I humbly bow to the wisdom of your wise cacti. Our native prickly pear seems unenlightened. That is to be expected from cacti living in the humid sub-tropics. They have something that looks like powdery mildew by the time sauna summer gives way to dry roast summer. Sauna summer doesn’t want to give way this year. Kay is moving some of the succulents into pots with porous soil and good drainage. There has been so much rain they are not looking happy in ground. I can’t detect it yet, but Kay says it is beginning to smell like the Everglades.
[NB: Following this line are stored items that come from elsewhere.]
PR #413, opened 2026-07-29
feat(chat): add room-wide agent notifications

xxx7xxxx:
## Summary

- Add a room-level notify-all switch that fans human messages out to every agent while preventing agent reply loops. Default value is false.
- Preserve participant working status and persisted room state through isolated startup tests.
- Harden Codex app-server shutdown against concurrent request writes.
- This latest-message-wins behavior remains unsolved for now.

## Screenshots

image

image


RussellLuo:
@wanghaojie124 @jialudev Please help review this.

internal/api/conversation_command.go
```diff
@@ -89,13 +90,14 @@ func newConversationTargets(room im.Room, message im.Message, isAgent func(strin
 	if isAgent == nil {
 		return nil
 	}
+	notifyAllAgents := room.NotifyAllAgents && !isAgent(message.SenderID)
```
wanghaojie124, line 93: Could we confirm the intended behavior here? The API docs and UI copy say notify-all wakes every agent when a human message has no explicit mentions, but this condition enables fan-out for every human message. As a result, a message such as `@agent-a please handle this` also wakes agents B and C. If explicit mentions should take precedence, please gate fan-out on the absence of mentions (including supported `<at>` tags) and add a regression test. Otherwise, the docs and UI copy should say that all human messages are broadcast.

xxx7xxxx: Confirmed: notify-all intentionally broadcasts every human message, including messages with explicit mentions. Updated the API docs and UI copy and added regression coverage.

wanghaojie124:
LGTM

web/app/src/models/conversations.ts
```diff
@@ -873,6 +874,7 @@ export function applyIMEvent<T extends IMData | null | undefined>(
     (event.type === "conversation.created" ||
       event.type === "conversation.members_added" ||
       event.type === "room.created" ||
+      event.type === "room.updated" ||
```
RussellLuo, line 877: `room.updated` is applied by replacing the whole conversation, but `UpdateRoom` snapshots the room before unlocking and publishes afterward. A concurrent `message.created` can therefore be applied first and then overwritten by this older room snapshot, making the new message disappear from the UI (the PATCH response has the same replacement path). Please merge only `notify_all_agents` for this mutation, or add versioned/ID-based reconciliation, and cover the out-of-order event case.

internal/runtime/codex/appserver_client.go
```diff
@@ -281,10 +293,16 @@ func (c *appServerClient) closeAllPending(err error) {
 	if err == nil {
 		err = fmt.Errorf("codex app-server client closed")
 	}
+	c.writeMu.Lock()
```
RussellLuo, line 296: `closeAllPending` now waits for `writeMu`, while `writeJSONLine` holds that mutex across `stdin.Write`. If the app-server is alive but no longer reading stdin and the pipe write blocks, `Stop` gets stuck here before it can close stdin, signal the process, or enter its timeout select. Please close or cancel the pipe before waiting for the writer, or redesign this synchronization so shutdown cannot depend on a blocked write; a blocking-writer regression test would cover the failure mode.

web/app/src/models/conversations.ts
xxx7xxxx: Fix it in https://github.com/OpenCSGs/csgclaw/pull/419

internal/runtime/codex/appserver_client.go
xxx7xxxx: Ditto

PR #418, opened 2026-07-29
feat(hub): publish agent templates to remote registry

wanghaojie124:


RussellLuo:
At the product level, we plan to support publishing to both local and remote registries. Let’s wait for the product design document tomorrow; the code may need further adjustments once the design is finalized.

PR #419, opened 2026-07-29
fix: prevent stale room updates and shutdown hangs

xxx7xxxx:
## Summary

- Preserve current room messages when notify-all updates arrive from events or PATCH responses.
- Prevent Codex app-server shutdown from waiting behind blocked stdin writes.


xxx7xxxx:
@RussellLuo Any concerns?

RussellLuo:
LGTM

Issue #550, opened 2021-05-25
As a user, I can run Upgrade Assistant on a mac


twsouthwick:

sshquack:
Please support this for macOS. Here is the error message I get trying to upgrade from a Framework 4.8 to .net 5

```
❯ upgrade-assistant ./TaskService/TaskService.csproj
This tool is not supported on non-Windows platforms due to dependencies on Visual Studio.
```

Environment info
```
❯ dotnet --info
.NET SDK (reflecting any global.json):
 Version:   6.0.101
 Commit:    ef49f6213a

Runtime Environment:
 OS Name:     Mac OS X
 OS Version:  12.1
 OS Platform: Darwin
 RID:         osx.12-arm64
 Base Path:   /usr/local/share/dotnet/sdk/6.0.101/

Host (useful for support):
  Version: 6.0.1
  Commit:  3a25a7f1cc

.NET SDKs installed:
  6.0.101 [/usr/local/share/dotnet/sdk]

.NET runtimes installed:
  Microsoft.AspNetCore.App 6.0.1 [/usr/local/share/dotnet/shared/Microsoft.AspNetCore.App]
  Microsoft.NETCore.App 6.0.1 [/usr/local/share/dotnet/shared/Microsoft.NETCore.App]
```

AndiRudi:
Sadly, I just discovered the same error message. I feel everything `.net` should not rely anymore on Visual Studio.

ramedey:
+1

twsouthwick:
I'm interested in what your use case is. Can you share what project type you're coming from and where you want to go with it? 

The tool was initially designed to move people from ASP.NET to ASP. NET Core which requires VS because that's where the sdk was available. There are other workloads we're exploring that don't require VS, but that is where that limitation comes from.

AndiRudi:
> The tool was initially designed to move people from ASP.NET to ASP. NET Core which requires VS because that's where the sdk was available. There are other workloads we're exploring that don't require VS, but that is where that limitation comes from.

I am not sure what you mean by that. We have some projects written in .net (either .net framework 4.x or .net core 3.1) and I wanted an easy automated way to update them to .net 5 or 6 on my mac.

twsouthwick:
[...]

PR #1022, opened 2022-01-20
Add feature flag to enable running on non-Windows machines

twsouthwick:
This change adds a feature flag that allows someone to opt into running on non-Windows platforms. This will likely cause some problems, but will allow us to gather some information about what issues people are running into.


twsouthwick:
Part of #550

sunandabalu (approved):

PR #1026, opened 2022-01-25
Use .netstandard2.0 for default extension

twsouthwick:
We want to use .NET Standard for the extensions if possible so that we
could potentially run them in Visual Studio at some point. The reason
the default extension was not .NET Standard is because the try-convert
stuff uses MSBuild directly and was forcing .NET 5+ to be the TFM. This
change moves try-convert to be its own extension which allows the
default extension to be .NET Standard.


eng/DependencyValidation/DependencyValidation.modelproj
```diff
@@ -34,6 +34,26 @@
     </Validate>
   </ItemGroup>
   <ItemGroup>
+    <ProjectReference Include="..\..\modules\try-convert\src\MSBuild.Abstractions\MSBuild.Abstractions.csproj">
```
mjrousos, line 37: This may become clearer later, but why are all these additional references needed now?

mjrousos (approved):
Good change; thanks!

eng/DependencyValidation/DependencyValidation.modelproj
twsouthwick: Not really sure. It auto-added them and I'm not really sure how this project file works

twsouthwick: The modelproj format still uses the old style format, so......

mjrousos: Got it.

sunandabalu (approved):
What happens if we take any updates from try-convert, will any of these potentially change?

twsouthwick:
@sunandabalu not that I know of. If it were to update to target .net 6, then we'd need to react to that. The nice thing about the extensions running in their own AssemblyLoadContext is that they are fairly isolated from each other.

PR #1028, opened 2022-01-25
Reduce duplication and coupling of report writing

### LINKED ISSUE #1011: The HTML writer shouldn't be using sarif types.
The HTML writer shouldn't be using sarif types.

_Originally posted by @twsouthwick in https://github.com/dotnet/upgrade-assistant/pull/1008#discussion_r784434519_

twsouthwick:
This removes a direct dependency on sarif writer and has it searched via the provider interface. This reduces duplication of code and removes the direct dependency on it.

Fixes #1011


src/components/Microsoft.DotNet.UpgradeAssistant.Analysis/HtmlAnalyzeResultWriter.cs
```diff
@@ -0,0 +1,101 @@
...
+        {
+            if (provider is null)
+            {
+                throw new ArgumentNullException(nameof(provider));
+            }
+
+            _logger = logger ?? throw new ArgumentNullException(nameof(logger));
+            _sarifWriter = new(() =>
+            {
+                if (provider.Value.TryGetWriter(WellKnownFormats.Sarif, out var result))
```
sunandabalu, line 34: Should this not try to get `WellKnownFormats.Html` here?

sunandabalu (approved):
Thanks for making this change, LGTM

This year we weren’t able to grow organic vegetables for disabled people on Food Stamps or whatever the program is called now. Amargia Farm is still open for foraging for those with the ability and knowledge. This time of year it is the last of the blackberries and the beginning of the Brown Turkey figs. The land isn’t as lush here as it is further north in the state’s black belt, but it is still rich in wild and semi-wild edibles most of the year. I don’t have a forager’s know-how, but some things are obvious even to me. Wild plums, huckle berries, pawpaws, dewberries, blackberries and raspberries, several kinds of wild muscadine grapes, southern blueberries, mulberries, elderberries, figs and pomegranates are all available for the picking. There are perennial vegetables like asparagus, sunroot and vegetable burdock. There are also all the herbs that basically take care of themselves. I could not even guess how many oddball things there are like canna and colocasia with edible roots and roses with fruit the size of grocery store plums that are eaten like vegetables or made into tea. The wild edibles are Nadi’s thing. She and J., one of the young homeless people from L.A. both claim they could live off Amargia’s plants, if necessary. It’s a pity J. has an alcohol and drug problem. The kid is otherwise well suited to take over Amargia’s work. The prevailing attitude here is still that addiction is a moral failing instead of a disease. It is sad that these kids end up panhandling on Venice Beach instead of being looked after in the community they were born in. I should say the idea of threatening our northern neighbors with bringing them back home to manage Amargia was their idea.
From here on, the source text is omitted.